Here follows key provisions of the bill :

  • Beneficial Owner
    A “beneficial owner” is defined as, in respect of a judicial person, the natural person who, independently or together with a connected person, owns or controls the juristic person directly or indirectly, including through bearer share holding.
  • Continued Due Diligence
    Accountable institutions will be required to undertake ongoing customer due diligences in order to establish the identity of the beneficial owner, the customer’s identity, the purpose and intended nature of the business relationship, and to keep information relating to the business relationship up to date and to scrutinise transactions in order to establish if the transactions are consistent with the accountable institution’s knowledge of the customer and the customer’s business, and to identify anomalies in transactions patterns.
  • Prominent Persons
    The Bill has introduced other concepts into the Financial Intelligence Centre Act 38 of 2001 (FIC Act) which relate to prominent persons, such as domestic and foreign prominent persons.
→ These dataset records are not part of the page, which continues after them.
PR #148, opened 2018-08-19
Add tests

DanRStevens:
Add `makefile` support for compiling and running unit tests (`make check`).

Add example Google Test test cases for MemoryStreamReader. Currently there is some duplication, to provide examples of writing tests with and without fixtures. One block of code can be removed in a future edit.


Brett208:
@DanRStevens it looks like you are planning on using Google Test without including its sourcecode or some sort of .lib/.obj/.dll file. I just checked and Visual Studio offers built in support for adding a Google Test project to a solution. I have to download the module first though as I don't have it installed. I'll download it and try to add the tests you wrote and compile on MSVC without issues.

You will likely need to update the MemoryStreamReader examples to use the new Stream namespace and filenames.

-Brett

DanRStevens:
For this initial commit, I just assumed a system install of Google Test, for both the headers, and a compiled static library file. The compiled static library assumption is likely to change, as I suspect that would fail if we tried to run tests on the CI systems.

I was thinking of updating the makefile to do a local compile of the globally installed Apt source package for Google Test. I should probably hold off on that until you've had a chance to try things on Windows. If Windows practice is to include a local copy of GoogleTest, then I can set the Linux makefile to use the same copy. If Windows practice is to have a separate install, then I can continue using the Apt package. I'll let the Windows setup and CI build requirements inform how I proceed here.

Good point about the recent namespace change. I'll update a bit later. That should be independent of the Windows additions for Google Test.

Brett208:
I finished installing the VS Google Test module. After fiddling some with the settings, I managed to add a Test project to the OP2Utility Solution that compiled. It is giving me the following warnings:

These classifications are intended to aid accountable institutions to properly identify their clients and do not entail a presumption that these prominent persons are more likely to be involved in any criminal activity.
  • FIC Enforcement Mechanisms
    The FIC may initiate the analysis of suspicious transactions based on information in its possession or information disclosed to it by accountable institutions. Further, the Bill amends section 45 of the FIC Act to provide for the requirement of a warrant in order for an inspector to conduct inspections for the purpose of determining compliance with the FIC Act.
  • Risk Management and Compliance Programme
    The concept of a “Risk Management and Compliance Programme” has been included in the FIC Act. The Bill places a responsibility on accountable institutions to develop, document, maintain and implement AML and CFT Risk Management and Compliance Programmes. Accountable institutions are obliged to ensure that their employees are trained to comply with the FIC Act and their respective Risk Management and Compliance Programmes, for which the board of directors or the senior management of the accountable institution are responsible.

These key provisions were listed in a statement made by a South African law firm Webber Wentzel.